Catching them with my fingers, I yanked them free from his ethereal body. “Estrella,” he gasped, staring down at me as I felt the coldness within me rush forth. The darkness within me filled my eyes, taking me back to the place where the monster had control.
She controlled my movements as I released his throat, pinching the top of a thread where it pulled taut away from his body. I held an end in each hand, pulling them in opposite directions until I felt the exact moment the threads snapped, cleaving his soul in two as the ruined threads fell to the ground. The golden light from them faded to gray as they fell, landing upon the snow.
A look of shock filled Jensen’s face as he looked down at his feet. They melted away, fading from view, caught in the wind that blew though the clearing in the woods. Bit by bit, the wind took what remained of his essence and scattered it across the ground.
His ruined face faded from view last, leaving me to stare at Caldris where he stood on the other side of what was now an empty space between us. He looked down at the gray threads on the ground, stepping forward as he lifted one touched the fine length of it. “Threads,” he said, and I realized that he could see them. He could see the gray, destroyed threads that had been Jensen’s tether to this world. “Where is he? Where did you send him?”
“He’s no longer here. Isn’t that all that matters?” I asked, staring back at the mate who looked at me as if I was both a monster and a savior in a single breath.As if he himself couldn’t tell the difference between the two.
In truth, neither could I.
42
ESTRELLA
The forest surrounding us became familiar, the same paths I’d walked regularly in the lifetime I’d spent in this village. All the years, I’d wandered in the woods at night, drawn to the Veil I wasn’t supposed to stray too close to; They’d all led me to Caldris, and to the moment we met in the barn that night, even without me knowing fate had wrapped its golden threads around us centuries before.
Caldris looked around warily. I imagined him trying to see the forest through my eyes and to think of how they must have felt to a young girl who was stifled by the village and the Lord determined to force her into a mold that didn’t fit.
I would never be the Lady of the Manor. I would never again be docile and complicit in my own suffering; not when I’d once chosen death over that fate already.
When the end of my time came, I would walk willingly into the Void to await the judgment of The Father and The Mother. Holding my head high in the knowledge that, come whatever may, my choices had led me to this path.
Caldris’s arms tightened around me as we rode with the Wild Hunt and the procession of his dead army at our backs. I stretched out an arm to point at a clearing to the side of us. The snow fluffed against the ground as I reached out with my senses to tickle those golden threads that floated off of it. Adelphia stepped out of the procession, moving to lay a hand on the log where we’d all sat that day that seemed so far away. “This is where we celebrated Samhain,” I said, turning to look at Caldris over my shoulder.

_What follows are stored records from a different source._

PR #3023, opened 2026-02-25
feat(dependencies): require Python 3.12+ as minimum version

imstevenpmwork:
## Type / Scope

- Type: Dependencies
- Scope: Several

## Summary / Motivation

- Bumps the minimum Python version from 3.10 to 3.12, enabling use of modern language features and aligning the project with actively supported Python releases.
- Python 3.10 reaches end-of-life in October 2026 and considering `lerobot` is a moderately recent project: Adopting 3.12 guarantees the project to be future-proof.
- In addition, while doing this migration some issues were discovered related to our dependency tree & testing which were solved right away.

## Related issues

- Fixes / Closes: N/A
- Related: N/A

## What changed

- We use python 3.12 everywhere, which means accommodating for recent PEPs (the big bulk of the src code changes)
- The dependency tag changes (reorganization, scipy resolver hint, matplotlib-dep extra, libero linux guard) are functional — they resolve pip/uv solver issues that surfaced when dropping Python 3.10 from the constraint matrix.
- Tests: updated device detection for tests (to avoid failing in `mps`)

* 🚨Breaking change: Python < 3.12 is no longer supported. Users must upgrade their Python environment.

⚠️The PR testing relied only on CI. No hardware tests were performed, but given the nature of the src code changes, I don't expect any major surprise from a functional perspective.

- All changed modules verified to import successfully under Python 3.12.
- Test suite passes locally on macOS (MPS) with new device auto-selection: `pytest tests/ -x`
- CI should validate Linux + GPU on Python 3.12: https://github.com/huggingface/lerobot/actions/runs/22736225988

- [x] Documentation updated
- [x] CI is green

## Reviewer notes

- N/A

### DIFF
--- a/.github/workflows/nightly.yml
+++ b/.github/workflows/nightly.yml
@@ -206,5 +206,4 @@ jobs:
           python -c "import torch; print(f'PyTorch CUDA available: {torch.cuda.is_available()}'); print(f'Number of GPUs: {torch.cuda.device_count()}')"
 
       - name: Run multi-GPU training tests
-      # TODO(Steven): Investigate why motors tests are failing in multi-GPU setup
-        run: pytest tests -vv --maxfail=10 --ignore=tests/motors/
+        run: pytest -vv tests/training/
--- a/examples/dataset/slurm_compute_rabc.py
+++ b/examples/dataset/slurm_compute_rabc.py
@@ -1,0 +1,490 @@
+#!/usr/bin/env python
+
+# Copyright 2025 The HuggingFace Inc. team. All rights reserved.
+#
+# Licensed under the Apache License, Version 2.0 (the "License");
+# you may not use this file except in compliance with the License.
+# You may obtain a copy of the License at
+#
+#     http://www.apache.org/licenses/LICENSE-2.0
+#
+# Unless required by applicable law or agreed to in writing, software
+# distributed under the License is distributed on an "AS IS" BASIS,
+# WITHOUT WARRANTIES OR CONDITIONS OF ANY KIND, either express or implied.
+# See the License for the specific language governing permissions and
+# limitations under the License.
+
+"""
+SLURM-distributed SARM RA-BC annotation pipeline.
+
+Computes SARM progress values for all frames in a dataset, distributed across
+SLURM workers, then merges the shards into a single sarm_progress.parquet.
+
+Two subcommands, each a separate SLURM submission:
+
+  compute    – N workers, each computes progress for a subset of episodes
+  aggregate  – 1 worker, merges N shards into sarm_progress.parquet, pushes to hub
+
+Usage:
+    python slurm_compute_rabc.py compute \\
+        --repo-id user/dataset --reward-model-path user/sarm_model \\
+        --stride 10 --device cpu --workers 50 --partition cpu
+
+    python slurm_compute_rabc.py aggregate \\
+        --repo-id user/dataset --reward-model-path user/sarm_model \\
+        --partition cpu --push-to-hub
+"""
+
+import argparse
+from pathlib import Path
+
+from datatrove.executor import LocalPipelineExecutor
+from datatrove.executor.slurm import SlurmPipelineExecutor
+from datatrove.pipeline.base import PipelineStep
+
+
+class ComputeProgressShards(PipelineStep):
+    """Each worker computes SARM progress for its assigned episodes."""
+
+    def __init__(
+        self, repo_id, reward_model_path, stride=1, head_mode="sparse", device="cpu", shard_dir="rabc_shards"
+    ):
+        super().__init__()
+        if stride < 1:
+            raise ValueError(f"stride must be >= 1, got {stride}")
+        self.repo_id = repo_id
+        self.reward_model_path = reward_model_path
+        self.stride = stride
+        self.head_mode = head_mode
+        self.device = device
+        self.shard_dir = shard_dir
+
+    def run(self, data=None, rank: int = 0, world_size: int = 1):
+        import logging
+        from pathlib import Path
+
+        import numpy as np
+        import pyarrow as pa
+        import pyarrow.parquet as pq
+        import torch
+        from tqdm import tqdm
+
+        from lerobot.policies.sarm.compute_rabc_weights import (
+            generate_all_frame_indices,
+            interpolate_progress,
+            load_sarm_resources,
+        )
+        from lerobot.utils.utils import init_logging
+
+        init_logging()
+
+        dataset, reward_model, preprocess = load_sarm_resources(
+            self.repo_id,
+            self.reward_model_path,
+            self.device,
+        )
+
+        if hasattr(preprocess, "eval"):
+            preprocess.eval()
+        for step in preprocess.steps:
+            if hasattr(step, "eval"):
+                step.eval()
+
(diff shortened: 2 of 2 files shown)


pyproject.toml
```diff
@@ -61,26 +62,28 @@ dependencies = [
     # Hugging Face dependencies
     "datasets>=4.0.0,<5.0.0",
     "diffusers>=0.27.2,<0.36.0",
-    "huggingface-hub[cli]>=1.0.0,<2.0.0",
```
imstevenpmwork, line 64: `[cli]` tag was dropped in >=1.0.0

pyproject.toml
```diff
@@ -61,26 +62,28 @@ dependencies = [
...
+    "huggingface-hub>=1.0.0,<2.0.0",
     "accelerate>=1.10.0,<2.0.0",
 
     # Core dependencies
+    "numpy>=2.0.0,<2.3.0", # TODO: upper bound imposed by opencv-python-headless
```
imstevenpmwork, line 69: Explicitly listing this as a dependency helps pip resolve faster

pyproject.toml
```diff
@@ -95,13 +98,14 @@ dependencies = [
 
 # Common
 pygame-dep = ["pygame>=2.5.1,<2.7.0"]
-placo-dep = ["placo>=0.9.6,<0.10.0"]
+placo-dep = ["placo>=0.9.6,<0.9.17"]
```
imstevenpmwork, line 101: `placo` > 0.917 forces pip to backtrack 4 versions, due to downstream dependencies. This helps resolving faster

pyproject.toml
```diff
@@ -95,13 +98,14 @@ dependencies = [
...
 transformers-dep = ["transformers>=5.3.0,<6.0.0"]
 grpcio-dep = ["grpcio==1.73.1", "protobuf>=6.31.1,<6.32.0"]
 can-dep = ["python-can>=4.2.0,<5.0.0"]
 peft-dep = ["peft>=0.18.0,<1.0.0"]
 scipy-dep = ["scipy>=1.14.0,<2.0.0"]
 qwen-vl-utils-dep = ["qwen-vl-utils>=0.0.11,<0.1.0"]
+matplotlib-dep = ["matplotlib>=3.10.3,<4.0.0", "contourpy>=1.3.0,<2.0.0"]
```
imstevenpmwork, line 108: `contourpy` annotation helps getting a faster deps resolve

pyproject.toml
```diff
@@ -128,7 +132,7 @@ intelrealsense = [
     "pyrealsense2>=2.55.1.6486,<2.57.0 ; sys_platform != 'darwin'",
     "pyrealsense2-macosx>=2.54,<2.55.0 ; sys_platform == 'darwin'",
 ]
-phone = ["hebi-py>=2.8.0,<2.12.0", "teleop>=0.1.0,<0.2.0", "fastapi<1.0"]
+phone = ["hebi-py>=2.8.0,<2.12.0", "teleop>=0.1.0,<0.2.0", "fastapi<1.0", "lerobot[scipy-dep]"]
```
imstevenpmwork, line 135: These dependencies drag some underlying dependencies that depend on `scipy`, this helps flattening the dependency tree to avoid backtracking

src/lerobot/processor/core.py
```diff
@@ -36,10 +36,10 @@ class TransitionKey(str, Enum):
...
 
 
-PolicyAction: TypeAlias = torch.Tensor
-RobotAction: TypeAlias = dict[str, Any]
-EnvAction: TypeAlias = np.ndarray
-RobotObservation: TypeAlias = dict[str, Any]
+PolicyAction = torch.Tensor
+RobotAction = dict[str, Any]
+EnvAction = np.ndarray
+RobotObservation = dict[str, Any]
```
s1lent4gnt, line 42: I think we should use `type` statement here, to be consistent with `motors_bus.py`.

src/lerobot/processor/pipeline.py
```diff
@@ -1432,8 +1432,8 @@ def process_complementary_data(self, complementary_data: dict[str, Any]) -> dict
 
 
 # Type aliases for semantic clarity.
-RobotProcessorPipeline: TypeAlias = DataProcessorPipeline[TInput, TOutput]
-PolicyProcessorPipeline: TypeAlias = DataProcessorPipeline[TInput, TOutput]
+RobotProcessorPipeline = DataProcessorPipeline[TInput, TOutput]
+PolicyProcessorPipeline = DataProcessorPipeline[TInput, TOutput]
```
s1lent4gnt, line 1436: I think here it should be :
```python
type RobotProcessorPipeline[TInput, TOutput] = DataProcessorPipeline[TInput, TOutput]
type PolicyProcessorPipeline[TInput, TOutput] = DataProcessorPipeline[TInput, TOutput]
```

src/lerobot/processor/core.py
CarolinePascal: If that comments turn out to be relevant, there other occurrences throughout the PR to fix as well !

imstevenpmwork: `type` should be used only when the type is purely for static type checking and not meant to be instantiated. If we create objects of that type at runtime, using `type` is not possible, because `isinstance()` will return `TypeAliasType` for types defined with `type`. In this case, `PolicyAction` and `EnvAction` objects are used in `isinstance()` checks across 8+ call sites in processors. 

Converting only `RobotAction` and `RobotObservation` to use `type` (which aren't used in `isinstance()` checks) would create inconsistency within the same group of related aliases, IMO

src/lerobot/processor/pipeline.py
imstevenpmwork: These are instantiated objects so bare assignments should stay as-is, as they are not purely type aliases.

src/lerobot/processor/core.py
s1lent4gnt: Yes that's correct, I was wrong, I was fouled that they are for static type checking.

src/lerobot/processor/pipeline.py
s1lent4gnt: Yes that's correct!

CarolinePascal (approved):

traversaro:
Could it make sense to add the inline comments in the `pyproject.toml`? 

I am a bit on a niche of users that needs to fit tight boundary constraints in existing codebases with a lot of dependencies, and knowing which upper boundary is "true" and which one is due to simplify the life of the pip solver is super-useful info for us.

imstevenpmwork:
@traversaro Thanks for the feedback, I will open another PR for the comments to not block this one for now, but those are really good points, thanks again

traversaro:
> @traversaro Thanks for the feedback, I will open another PR for the comments to not block this one for now, but those are really good points, thanks again

Sure, thanks!

LaurentBerger:
With Linux raspberrypi 6.12.34+rpt-rpi-2712 #1 SMP PREEMPT Debian 1:6.12.34-1+rpt1~bookworm (2025-06-26) aarch64
python version is Python 3.11.2 (main, Apr 28 2025, 14:11:48) [GCC 12.2.0] on linux
 and end support is 2027-10

imstevenpmwork:
@LaurentBerger you can use conda or uv (:

PR #3025, opened 2026-02-25
fix(video): ensure temp files are cleaned up on error in concatenate_video_files

jashshah999:
Wraps the demux/remux logic in `concatenate_video_files` with `try/finally` so that both the `.ffconcat` manifest and the intermediate `.mp4` are deleted even when an exception is raised during container open, stream replication, or packet muxing.

Previously, if an error occurred after the temp files were created but before the final `shutil.move` / `unlink`, both files would be leaked on disk.

**What changed:**
- Moved all container operations into a `try` block  
- Added a `finally` block that unconditionally removes both temp files with `missing_ok=True`
- On success, `shutil.move` relocates the output before `finally` runs, so the `unlink` is a no-op for the moved file

### DIFF
--- a/src/lerobot/datasets/video_utils.py
+++ b/src/lerobot/datasets/video_utils.py
@@ -524,47 +524,50 @@ def concatenate_video_files(
         tmp_concatenate_file.flush()
         tmp_concatenate_path = tmp_concatenate_file.name
 
-    # Create input and output containers
-    input_container = av.open(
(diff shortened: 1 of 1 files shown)


jashshah999:
Friendly ping — just checking if this is ready for review when you get a chance. Happy to address any feedback!

jashshah999:
Gentle ping -- this is a small fix to ensure temp files get cleaned up when concatenate_video_files errors out. Happy to address any feedback.

PR #3029, opened 2026-02-26
Fix: remove device_map from SmolVLA model loading

s1lent4gnt:
Supersedes #2492. Thanks @Highsky7 for identifying the issue.


imstevenpmwork (approved):
LGTM

PR #3733, opened 2026-06-06
fix(teleop): replace unitree_g1-specific guard with teleop.feedback_features

ayerone:
**Update** This PR is currently blocked by send_feedback() implementation on SOLeader and OpenArmMini, that's used by teleop_smooth_move_to for dataset aggregation.

## Summary / Motivation

`lerobot_teleoperate.py` and `lerobot_record.py` both gated `teleop.send_feedback()` behind a `robot.name == "unitree_g1"` check, in scripts which should be robot-agnostic. Any new robot or teleoperator that supports feedback would require a separate edit to these scripts to be enabled.

The `Teleoperator` base class already defines `feedback_features` as an abstract property that returns a dict of supported feedback signals: non-empty when feedback is supported, `{}` when not. This update uses that teleoperator property as the guard: if `teleop.feedback_features` is truthy, send feedback; if falsy, skip it.

## What Changed

- `lerobot_teleoperate.py:170` — replaced `if robot.name == "unitree_g1":` with `if teleop.feedback_features:`
- `lerobot_record.py:292` — same replacement
- `tests/test_control_robot.py` — two new tests:
  - `test_teleoperate_calls_send_feedback_when_supported` — asserts `send_feedback` is called when `feedback_features` is non-empty
  - `test_teleoperate_skips_send_feedback_when_not_supported` — asserts `send_feedback` is not called when `feedback_features` is `{}`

Adelphia stepped away from the log, coming up beside me as she reached into the bag strapped across her shoulder. She pulled the skull free, the gleaming off-white of the bone catching the light from the sun filtering down through the canopy of trees and reflecting off the snow.
I reached down, allowing my mate to hold my hips steady. “Jonab,” I said, feeling Caldris’s body go still at the mention of the God of Changing Seasons. He’d been killed during the First Fae War between the Seelie and Unseelie Courts, when Mab fought against her brother Rheaghan.
Caldris looked down at the woman standing beside the horse, holding the reins in one hand so that he could take the skull from me. He stared at it as if he’d never seen a skull before; as if it was as foreign to the God of the Dead as it might have been to the Goddess of Light.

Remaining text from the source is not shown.